Some animals carry solitude beautifully. A big cat resting alone, a lion holding its ground, a creature pausing in its own space: these paintings can feel meditative. The animal does not seem lonely. It seems complete.
I find that very moving too.
Solitude in animals feels different from isolation. It can look like self-possession. A creature resting without needing to perform. A body at ease in its own skin. A gaze that does not ask for permission.
Perhaps this is another reason I return to animals. They remind me that being alone does not have to mean being incomplete. There can be dignity in stillness. There can be fullness in resting.

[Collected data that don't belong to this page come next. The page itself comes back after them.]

PR #5220, opened 2026-03-18
t5215: revert grep portability change — grep -qiE is already POSIX-compliant

marcusquinn:
## Summary

- Reverts the `tr | grep` pipeline introduced in the original commit back to `grep -qiE`.
- `grep -qiE` is POSIX-compliant (`-i` and `-E` are both specified in POSIX.1-2008); the original issue #5215 finding was incorrect.
- The `tr | grep` pipeline was less readable, introduced BRE escaped-pipe complexity (`\|`), and added unnecessary process overhead.
- Addresses Gemini's inline review comment on line 182 of PR #5220.

## Verification
- `shellcheck .agents/scripts/tests/test-tier3-simplified.sh` — zero violations
- All 9 `tr '[:upper:]' '[:lower:]' | grep -q` occurrences reverted to `grep -qiE`

Closes #5215

### DIFF
--- a/.agents/scripts/tests/test-tier3-simplified.sh
+++ b/.agents/scripts/tests/test-tier3-simplified.sh
@@ -179,7 +179,7 @@ test_full_loop_helper() {
 	# Test: start with no prompt — must fail AND produce an error message
 	local rc=0
 	output=$("$helper" start "" 2>&1) || rc=$?
-	if [[ $rc -ne 0 ]] && echo "$output" | grep -qiE "no prompt|usage|required|missing|empty"; then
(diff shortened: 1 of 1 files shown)


marcusquinn:
Gemini review feedback: the `tr | grep` pipeline introduced by this PR is less readable than the original `grep -qiE`. Gemini confirms `grep -qiE` is POSIX-compliant. The fix should revert to the original pattern or use Gemini's suggestion directly. Dispatching a fix worker.

marcusquinn:
Closing: the fix worker correctly determined that grep -qiE is already POSIX-compliant. The original issue #5215 finding was incorrect — no code change needed. Net diff vs main is empty.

A solitary animal can hold a whole emotional landscape.
Belonging Without Words: Run with the Pack
And then there are animals that remind me of belonging.

Run with the Pack carries a different emotional energy. The wolves are not still. They move together. There is water, motion, direction and the feeling of shared instinct.

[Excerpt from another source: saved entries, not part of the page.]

PR #5341, opened 2026-03-20
fix: address CodeRabbit and Gemini review findings in oauth-pool.mjs

marcusquinn:
## Summary

Follow-up to #5337 — addresses the CHANGES_REQUESTED review findings that arrived after the original PR was merged.

## Changes

- **`registerPoolProvider` migration robustness** (CodeRabbit, line 1456): The previous `!config.provider[id]` check only handled the absent-provider case. If a provider existed from a previous version but had no models (empty `models` object), the check would pass and the provider would remain broken (invisible in the auth dialog). Fixed to also update providers that exist but have no models.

A pack is not sentimental. It is practical, social and necessary. The wolves belong to one another through movement, sound, hierarchy, protection and survival. They do not need to explain the bond. It exists in the way they travel together.
I love that.
The painting makes me think about companionship without performance. No grand speeches. No polished appearances. Just bodies moving in rhythm, alert to the same world.
There is something honest in that kind of belonging.

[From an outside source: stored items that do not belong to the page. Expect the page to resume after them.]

PR #5384, opened 2026-03-21
feat: add Cursor support to oauth-pool-helper.sh and /models-pool-check

marcusquinn:
## Summary

- Add `oauth-pool-helper.sh add cursor` — reads credentials from the local Cursor IDE installation (SQLite state DB or auth.json). No browser flow needed — instant, just requires being logged into Cursor IDE.
- Update `/models-pool-check` command doc with Cursor-specific guidance: different setup flow (instant, no browser), expired tokens are normal for Cursor (short-lived, auto-refreshed by plugin)
- Cross-platform support: macOS, Linux, Windows paths for Cursor state DB

## Testing

- `shellcheck` clean
- Tested on macOS: successfully read credentials from Cursor state.vscdb, decoded JWT for email/expiry, saved to pool.json
- `check` command shows Cursor account alongside Anthropic accounts
- `list` and `help` updated with Cursor references

PR #5401, opened 2026-03-21
GH#5380: simplify open_browser() with if/elif/else chain

alex-solovyev:
## Summary

- Refactors `open_browser()` in `oauth-pool-helper.sh` to combine the command-existence check and execution into a single `if/elif/else` condition chain
- If a browser opener exists but fails to launch the URL, the function now falls through to try the next alternative instead of silently swallowing the error with `|| true`
- Addresses PR #5377 review feedback from Gemini Code Assist

Closes #5380

### DIFF
--- a/.agents/scripts/oauth-pool-helper.sh
+++ b/.agents/scripts/oauth-pool-helper.sh
@@ -106,12 +106,12 @@ save_pool() {
 # Open URL in browser (best-effort, never fatal)
 open_browser() {
 	local url="$1"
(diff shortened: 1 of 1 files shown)


marcusquinn:
Closing this PR due to merge conflict with PR #5384 (feat: add Cursor support to oauth-pool-helper.sh), which touches the same file and was created earlier. The simplification in this PR should be re-applied after #5384 merges. Re-opening issue #5380 for dispatch after #5384 is merged.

Painting Animals as a Form of Love
When I paint animals, I am not trying to turn them into humans.
I do not want to make them cute only because cuteness is easy to love. I do not want to make fierce animals soft in a way that removes their nature. I do not want to use them only as symbols for human emotions, even though they often awaken human feelings in us.
I want to honour their animalness.
Their fur, gaze, muscles, stillness, alertness, vulnerability and power. Their separateness from us. Their mystery.
Love, for me, includes that respect. It does not require the animal to become more human in order to matter. It lets the animal remain other, and still beloved.
That is one of the gifts animals give me as an artist. They ask me to look without possessing. To care without controlling. To admire without reducing.
The Collection as a Heart Map
Looking at the Wildlife Collection together, I can see different kinds of love.
There is awe in the tiger. Tenderness in the bear and cub. Quiet wonder in the fox. Youthful innocence in the cub siblings. Strength in the lion. Restfulness in the jaguar. Belonging in the wolves.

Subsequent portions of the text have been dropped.